Acquisition functions

  • ei: Expected Improvement.
  • lcb: Lower Confidence Bound.
  • ts: Thompson Sampling.

Trust-region

  • basic: Hamming distance for categorical variables, hyperectangle limit for numerical variables.

Non-BO baselines

  • rs: Random Search.
  • ls: Local Search.
  • sa: Simulated Annealing.
  • ga: Genetic Algorithm.
  • mab: Multi-Armed Bandit.

Simple optimization example

  • A simple script to build Casmopolitan optimizer and run it on RNA inverse fold.
from mcbo import task_factory
from mcbo.optimizers.bo_builder import BoBuilder

if __name__ == '__main__':
    task_kws = dict(target=65)
    task, search_space = task_factory(task_name='rna_inverse_fold', dtype=torch.float64, **task_kws)
    bo_builder = BoBuilder(
        model_id='gp_to', acq_opt_id='is', acq_func_id='ei', tr_id='basic'
    )

    optimizer = bo_builder.build_bo(search_space=search_space, n_init=20, device=torch.device("cuda"))

    for i in range(100):
        x = optimizer.suggest(1)
        y = task(x)
        optimizer.observe(x, y)
        print(f'Iteration {i + 1:3d}/{100:3d} - f(x) = {y[0, 0]:.3f} - f(x*) = {optimizer.best_y:.3f}')
  • To run and save optimization results with several seeds and optimizers, we provide the ./experiments/run_task_exps.py script calling run_experiment function.
python ./experiments/run_task_exps.py --device_id 0 --task_id "rna_inverse_fold" --optimizers_ids gp_to__is__ei__tr --seeds 42 --verbose 2

Reproduce the results of the paper.

Running

It is possible to reproduce our optimization results by running the script ./all_runs.sh.
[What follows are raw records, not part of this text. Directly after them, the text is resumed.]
PR #2142, opened 2025-10-23
feat: env var to control exception wrapping in tests

### LINKED ISSUE #1428: Better Scenario error message surfacing

james-garner-canonical:
This PR adds a new environment variable, `SCENARIO_BARE_CHARM_ERRORS`. If this is set to `1` or `true` (case insensitive), then exceptions raised in charm code in state-transition tests are re-raised as-is. If unset or set to any other value, then the default behaviour matches the current behaviour: charm errors are wrapped in `UncaughtCharmError` and that is raised instead.

The idea would be to make `SCENARIO_BARE_CHARM_ERRORS=1` the default behaviour in a future major release. In the meantime, the environment variable allows charms to explicitly opt into the new behaviour now, for a better debugging experience, or explicitly lock in the current behaviour to avoid future breakages.

The name is up for debate, but was chosen to follow the format of `SCENARIO_SKIP_CONSISTENCY_CHECKS`.

The `testing` tests have been updated to exercise both behaviours, while the `ops` tests continue to assume the existing behaviour, and will require updates when we eventually change the default.

`tox.ini` has been updated to always pass the scenario environment variables along.

Resolves #1428.

### DIFF
--- a/testing/src/scenario/_runtime.py
+++ b/testing/src/scenario/_runtime.py
@@ -341,7 +341,8 @@ class Runtime:
             except (NoObserverError, ActionFailed):
                 raise  # propagate along
             except Exception as e:
-                if os.getenv('SCENARIO_BARE_CHARM_ERRORS', 'false').lower() in {'1', 'true'}:
+                bare = os.getenv('SCENARIO_BARE_CHARM_ERRORS', 'false')
+                if bare.lower() == 'true' or (bare.isdigit() and int(bare)):
                     raise
                 # The following is intentionally on one long line, so that the last line of pdb
                 # output shows the error message (pdb shows the "raise" line).
--- a/testing/tests/test_runtime.py
+++ b/testing/tests/test_runtime.py
@@ -179,15 +179,19 @@ class ValueErrorCharm(ops.CharmBase):
 @pytest.mark.parametrize(
     ('expected_error', 'bare_charm_errors'),
     (
-        # '1' and 'true' (case-insensitive) are treated as logically true
+        # any non-zero string that `isdigit`
         (ValueError, '1'),
+        (ValueError, '007'),
+        # 'true' (case-insensitive)
         (ValueError, 'true'),
         (ValueError, 'True'),
         (ValueError, 'tRuE'),
-        # any other value is treated as logically false
+        # falsey digits
         (UncaughtCharmError, '0'),
+        (UncaughtCharmError, '00'),
+        # any other value
+        (UncaughtCharmError, '-1'),
         (UncaughtCharmError, 'false'),
-        (UncaughtCharmError, '11'),
         (UncaughtCharmError, 'yes'),
         (UncaughtCharmError, '✩ anything ✨ else ✧'),
         # the actually unset case is tested separately


testing/src/scenario/_environ.py
```diff
@@ -0,0 +1,10 @@
+# Copyright 2025 Canonical Ltd.
+# See LICENSE file for licensing details.
+
+import os
+
+
+def wrap_charm_errors() -> bool:
```
benhoyt: I think it's quite unusual for a boolean environment variable to be true by default (in fact, often setting it means true regardless of value). So I'd prefer we invert the name and sense, perhaps `SCENARIO_BARE_CHARM_ERRORS`.

testing/src/scenario/_environ.py
```diff
@@ -0,0 +1,10 @@
...
+    """Return whether scenario should wrap charm errors with ``UncaughtCharmError``."""
+    default = 'True'
+    return os.getenv('SCENARIO_WRAP_CHARM_ERRORS', default).capitalize() != 'False'
```
benhoyt: In my experience it's more typical to use `=1` rather than `=true` (or `=false`) for environment variables. Also, nit, but I don't think we need to name the *default* variable. Let's do this:

```python
return os.getenv('SCENARIO_BARE_CHARM_ERRORS', 'false') in ['1', 'true']
```

testing/tests/test_context.py
```diff
@@ -9,6 +9,7 @@
 from scenario import Context, State
 from scenario.errors import UncaughtCharmError
 from scenario.state import _Event, _next_action_id
+from scenario._environ import wrap_charm_errors
```
benhoyt: I don't think we should be pulling in this private code in tests. We could just have the test read the environment variable directly. This is too dependent on the exact structure of the implementation.

However, I think we should do it an alternative way: keep the tests which test the existing behaviour, and add a test or two that sets `SCENARIO_BARE_CHARM_ERRORS=1`  and tests that behaviour too. This would also simplify running the tests.

In addition, I don't think we should have a whole separate `_environ` module  just for this one-liner helper. I reckon just put it in `_runtime.py`.

.github/workflows/framework-tests.yaml
```diff
@@ -33,6 +33,7 @@ jobs:
       matrix:
         os: [ubuntu-latest, macos-latest]
         python-version: ["3.10", "3.12", "3.14"]
+        wrap-charm-errors: ["True", "False"]
```
benhoyt: Per comment further down, I'd prefer we keep this as is, and just add a test that sets the env var and tests the bare exception is raised. This would simplify considerably, and make it so running the unit tests locally would also test both behaviours.

testing/src/scenario/_environ.py
james-garner-canonical: This is forward-looking naming, since the intention is that the default will eventually be false, but I don't think it's a big deal either way. Happy for it to start out named such that the default is false, and eventually switch to being true by default.

testing/src/scenario/_environ.py
james-garner-canonical: Good idea to support additional booly values like `0` and `1`.

I named the default to call attention to it, since that's the line that will change in future -- but I don't mind inlining it.

testing/tests/test_context.py
james-garner-canonical: > I don't think we should be pulling in this private code in tests.

I figured it was fine since scenario's tests already use its private, internal things (e.g. the line above).

> We could just have the test read the environment variable directly. This is too dependent on the exact structure of the implementation.

The intention was to make the tests *less* dependent on the environment variable name, default, and semantics.  I dislike having the tests ready the environment directly for that reason. But if we switch to them only writing to the environment as you suggest, then the usefulness of the abstraction goes away.

> However, I think we should do it an alternative way: keep the tests which test the existing behaviour, and add a test or two that sets `SCENARIO_BARE_CHARM_ERRORS=1` and tests that behaviour too. This would also simplify running the tests.

Good idea. That just means we'll be modifying all the tests that assume `UncaughtCharmError` later when we change the default value of the environment variable, but that's not too bad.

> In addition, I don't think we should have a whole separate _environ module just for this one-liner helper. I reckon just put it in _runtime.py.

If we're not using it in tests, then this makes sense, it's where I had the logic initially -- we don't even need the helper if the tests don't need to use the logic, so I'll just in-line it all.

.github/workflows/framework-tests.yaml
james-garner-canonical: Sounds reasonable. This means it will be more work to change the default, since we'll need to update all the tests to reflect the behaviour change instead of pre-emptively testing both settings, but keeps this PR simpler.

james-garner-canonical: Thinking about using parametrized tests for this, avoids CI changes, and makes it so local unit tests test both behaviours, while also exercising our existing test logic with both settings.

testing/src/scenario/_environ.py
james-garner-canonical: I've changed the name and default as suggested.

testing/src/scenario/_environ.py
james-garner-canonical: This is now in-lined at the point where we raise `UncaughtCharmError`.

testing/tests/test_context.py
james-garner-canonical: I've dropped the helper and updated the tests to just set the environment variable (not read it), using `monkeypatch.setenv`.

.github/workflows/framework-tests.yaml
james-garner-canonical: I've reverted the changes to this file, so there are no CI changes now.

james-garner-canonical:
I've refactored as per @benhoyt's suggestions:
- Dropped the CI changes
- Inverted the name and default (now `SCENARIO_BARE_CHARM_ERRORS` defaulting to false)
- Dropped the helper function and in-lined the logic at the place we raise `UncaughtCharmError`

I've parametrized the existing tests that caught `UncaughtCharmError` to set the environment variable using `monkeypatch.setenv`, which both exercises the environment variable logic and ensures that our expectations about the shape and type of exceptions hold in both cases. I think this is the right approach for the internal `testing` tests, but I'm less sure about the noise it adds to `test/test_model_relation_data_class.py` -- maybe the `ops` tests should just assume the current default.

dimaqq (commented):
How will this env var be documented?

The other env var used to be documented: https://pypi.org/project/ops-scenario/4.0.4.1/
It's no longer documented today.

TheJJ:
I've implemented the alternative approach that avoids environment variables, and instead controls this through `Context` in #2145.

TheJJ:
Thanks for reconsidering. I'm convinced solving this via environment variable is the wrong place to solve this - the test execution becomes dependent on an environment variable, instead of being self-contained and self-descriptive.

Just executing the tests directly without the "correct env" will lead to failures that are not obvious to resolve (and then in the wrong layer: env instead of test configuration).

Instead this exception handling should be configurable per-test (imagine having hundreds to migrate), and be self-contained from within the tests.

If you'd like, we can discuss this in person during the engineering sprint :)

james-garner-canonical:
I lean towards the environment variable as I think it will give us a better pathway to changing the default behavior in future, but I'm definitely open to discussing alternatives.


Regarding the developer experience, it's worth noting that you can still define the behavior in your tests with an environment variable, for example with an autouse fixture. To control the behavior per-test with relatively low boilerplate you could instead use pytest.mark.usefixtures.

benhoyt:
@james-garner-canonical For the record, decision is to use this (env var) approach.

james-garner-canonical:
I've updated this PR for review. The PR description reflects the current implementation.

@dimaqq raised a good question -- thoughts?

> How will this env var be documented?
> 
> The other env var used to be documented: https://pypi.org/project/ops-scenario/4.0.4.1/ It's no longer documented today.

testing/tests/test_context.py
```diff
@@ -96,7 +96,8 @@ def test_app_name_and_unit_id():
     assert ctx.unit_id == 42
 
 
-def test_context_manager_uncaught_error():
+@pytest.mark.parametrize('bare_charm_errors', ('1', ''))
```
tonyandrewmeyer: I feel like these should all have `''`, `'0'`, `'1'`, `'false'`, `'true'`, `'FALSE'`, `'TRUE'`. Maybe also a `None` that skips putting anything in the env at all?

That will break the `error = ` line - the cleanest thing would be to have the expected error as part of a paired param.

testing/src/scenario/_runtime.py
```diff
@@ -331,6 +331,8 @@ def exec(
             except (NoObserverError, ActionFailed):
                 raise  # propagate along
             except Exception as e:
+                if os.getenv('SCENARIO_BARE_CHARM_ERRORS', 'false').lower() in {'1', 'true'}:
```
tonyandrewmeyer: I vaguely remember that there were subtle differences between `os.getenv`/`os.setenv` and `os.environ`, but don't remember exactly what they were (something to do with whether it just changed the Python dictionary or the actual env?) or whether that's still true in modern Python.

Is this the same as `os.environ.get('SCENARIO_BARE_CHARM_ERRORS', 'false')`? If so, is there a reason to use `getenv` over it?

tonyandrewmeyer (approved):
Thanks! I think this will be quite nice for many people.

Everything seems good to me, but I think we should expand the tested cases. Approving optimistically.

tonyandrewmeyer:
> How will this env var be documented?

I'd just mention it in [`UncaughtCharmError`](https://documentation.ubuntu.com/ops/latest/reference/ops-testing/#ops.testing.errors.UncaughtCharmError), which it's most closely related to, to start with, and if people still complain about it then we could put it in the how-to perhaps.

testing/src/scenario/_runtime.py
james-garner-canonical: I suspect the subtle issue you're remembering is that [os.environ](https://docs.python.org/3/library/os.html#os.environ) is read once and then cached, and may not reflect updates made to the environment since then.

To avoid issues with this when *writing*, it seems best to use `os.environ[...] =` over [os.putenv](https://docs.python.org/3/library/os.html#os.putenv). `os.environ` uses `os.putenv` under the hood, but direct calls to `os.putenv` will bypass updating `os.environ`.

[os.getenv](https://docs.python.org/3/library/os.html#os.getenv) however *does* read from `os.environ` internally, so I believe there's no difference between using `getenv` over `environ.get`. My inclination would be to use the more specific function, but I don't object to changing to `os.environ.get`.

testing/tests/test_context.py
james-garner-canonical: I'm OK with making this change, but I'll wait to see what @benhoyt thinks. I also wonder if we could just have one function that explicitly tests all those variants, and leave the rest as-is.

testing/src/scenario/_runtime.py
tonyandrewmeyer: Ah, thanks, that was it I think. Happy to leave it to you to choose.

testing/tests/test_context.py
tonyandrewmeyer: One test that explicitly tests all of those would be fine with me.

james-garner-canonical: I'll do that then :)

benhoyt: I agree it'd be good to have a few more variants. However, I don't love if statements in parametrized code, and don't love repeating code logic in the tests (eg: `val.lower() in {'1', 'true'}`). I reckon having two different tests would be simplest (the falses and the trues). Alternatively use tuples for the parametrization with `bare_charm_errors,expect_bare` with for example `('1', True)`.

testing/tests/test_e2e/test_relations.py
```diff
@@ -623,7 +623,8 @@ def test_broken_relation_not_in_model_relations(mycharm):
         assert charm.model.relations['foo'] == []
 
 
-def test_get_relation_when_missing():
+@pytest.mark.parametrize('bare_charm_errors', ('1', ''))
```
benhoyt: Do we need the testing of this logic repeated in all these places? Or could we just have it once in `test_context.py` or wherever, knowing that the higher-level code uses the context manager? (I assume it does.) Seems a bit unnecessary to test the env var logic in multiple places.

testing/src/scenario/_runtime.py
james-garner-canonical: Will leave it as is.

testing/tests/test_context.py
james-garner-canonical: I've added the variant tests [here](https://github.com/canonical/operator/pull/2142/commits/cab78113edcc3875b8ad8f80987005217189d0d1), PTAL.

testing/tests/test_e2e/test_relations.py
james-garner-canonical: Yeah, I guess doing this two all the tests had two purposes, one being exercising the code paths, which I agree could be confined to just `test_context`, and the other being making sure that our tests handle both states of the environment variable.

It seemed undesirable to me that setting `SCENARIO_BARE_CHARM_ERRORS=1` would break lots (or any) of our tests. Currently it'll break some `ops` tests (since I removed the conditional logic from there), but all the `testing` tests will pass. But maybe that's OK actually?

james-garner-canonical: An alternative option for env var proofing would be if these tests just became a bit looser, they could all use something like this instead of parametrizing:
```py
with pytest.raises((UncaughtCharmError, TheActualError)):
```
Though I guess you'd still need to get conditional to check any of the error contents ...

benhoyt: I like that idea -- do the parametrized thing in one place, then the `with pytest.raises((UncaughtCharmError, TheActualError))` trick everywhere else.

james-garner-canonical: I'm now wondering if it would be even cleaner to just `monkeypatch.setenv('SCENARIO_BARE_CHARM_ERRORS', 'false')`  in the tests where we don't care about testing both behaviours to make explicit which behaviour we're testing. I'll iterate on this next week.

testing/tests/test_runtime.py
```diff
@@ -118,7 +121,8 @@ def test_env_clean_on_charm_error():
             assert 'JUJU_REMOTE_APP' in os.environ
             _ = 1 / 0  # raise some error
     # Ensure that some other error didn't occur (like AssertionError!).
-    assert 'ZeroDivisionError' in str(exc.value)
+    exc = exc_info.value if bare_charm_errors else exc_info.value.__cause__
+    assert isinstance(exc, ZeroDivisionError)
```
dimaqq: +1 on the discussion in the other comment that the code flow should not depend on the value of the test parameter.

Then most tests could read something like:

```suggestion
    with pytest.raises((Uncaught, ZeroDivisionError), match="foo"):
        ...
        
    # if really needed
    exc = exc_info.value
    assert isinstance(exc, ZeroDivisionError) or isinstance(exc.__cause__, ZeroDivisionError)
```

testing/tests/test_runtime.py
```diff
@@ -153,13 +158,50 @@ def _on_start(self, _: ops.StartEvent):
...
+        raise ValueError()
+
+
+@pytest.mark.parametrize(
+    ('expected_error', 'bare_charm_errors'),
+    (
+        (ValueError, '1'),
+        (ValueError, 'tRuE'),  # case insensitive
+        (UncaughtCharmError, ''),
+        (UncaughtCharmError, '✨ aNy ✩ sTrInG ✧ ReAlLy ...'),
```
dimaqq: Nice, but maybe too clever.

How about:

```suggestion
        (ValueError, '1'),
        (ValueError, 'True'),
        (ValueError, 'true'),
        (UncaughtCharmError, '0'),
        (UncaughtCharmError, 'False'),
        (UncaughtCharmError, 'false'),
        (UncaughtCharmError, ''),
        (UncaughtCharmError, 'anything else'),
```

I would also swap them around (setting, observable_effect).

Aside: this doesn't test the missing env var case, though I imagine that's covered by regular tests.

james-garner-canonical: > Nice, but maybe too clever.

I figured this made the underlying logic explicit while avoiding a proliferation of test cases, but explicitly testing that `0` and the various `FaLsE` values are handled correctly sounds like a good idea, will do.

> I would also swap them around (setting, observable_effect).

I agree that that's a more natural *ordering*, but I found the (error, input) ordering to be more readable due to alignment and natural *grouping*.

> Aside: this doesn't test the missing env var case, though I imagine that's covered by regular tests.

This is tested in `test_bare_charm_errors_not_set` below.

testing/tests/test_runtime.py
james-garner-canonical: Hiding the conditionality with an `or` is a good idea if needed. I think this problem will go away if we explicitly `monkeypatch` in the environment state we're assuming, so I'll try that.

james-garner-canonical:
I've further minimised the diff in the unit tests compared to `main` via the techniques we discussed, namely:
```py
with pytest.raises((UncaughtCharmError, TheRealError)):
```
And where we do additionaly validation on the `pytest.raises` context object:
```py
monkeypatch.setattr('SCENARIO_BARE_CHARM_ERRORS', 'false')
```

The tests in `testing`'s `test_context` are lightly parametrized `('1', '0')` to test both cases, as these tests explicitly check that the context handles charm errors correctly. Additional tests have been added in `testing`'s `test_runtime` to more exhaustively test the different possible environment variable values.

All `testing` tests pass when running `env SCENARIO_WRAP_CHARM_ERRORS=true tox -e unit` but a number of `ops` tests fail. I believe is what we wanted -- these tests will need to be updated to expect the appropriate non-wrapped error types when we change the default value of this environment variable in a future major release.

james-garner-canonical:
@dimaqq do you want to review this PR further, or are you happy for it to be merged?

testing/tests/test_runtime.py
```diff
@@ -163,3 +165,47 @@ def _on_start(self, _: ops.StartEvent):
...
+    (
+        # '1' and 'true' (case-insensitive) are treated as logically true
+        (ValueError, '1'),
+        (ValueError, 'true'),
+        (ValueError, 'True'),
+        (ValueError, 'tRuE'),
+        # any other value is treated as logically false
+        (UncaughtCharmError, '0'),
+        (UncaughtCharmError, 'false'),
+        (UncaughtCharmError, '11'),
```
dimaqq: I would expect `"11"` to be truthy.

dimaqq (changes requested):

testing/tests/test_runtime.py
dimaqq: That being said, I'm happy to go with a majority vote.

james-garner-canonical: @benhoyt I went with your initial suggestion of testing for 1 and true, but do you think it's worth expanding this at all?

james-garner-canonical: @benhoyt I went with your initial suggestion of testing for 1 and true, but do you think it's worth expanding this at all?

benhoyt: I don't have strong feelings, but I think what you have is fine ("1" or "true"). Dima's right that normally any nonzero integer would be truthy, but no one's going to set it to "11", so I don't think it matters, and I'd rather avoid more churn on this.

james-garner-canonical: Per discussion with @benhoyt on Monday, I've updated the implementation to treat positive integers as true as well, and updated the test cases accordingly.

chmod u+x ./experiments/all_runs.sh
./experiments/all_runs.sh

Results will be saved in ./resutls/ or in user specified path.

Visualize

We provide notebooks to visualize rankings and regrets. Many plotting tools are available in general_plot_utils.py.

Extend MCBO

Adding a task

  • The task should be a class inheriting TaskBase
  • Create a folder containing the code of the new task in the tasks folder.
  • The folder can also contain a README providing a description of the task, associated search_space, dependencies
  • Add the new task to the factory script (prefer local import of the new task class if it depends on packages not listed in requirements.txt).
  • Add reference to the task in the present README.md in the dedicated section.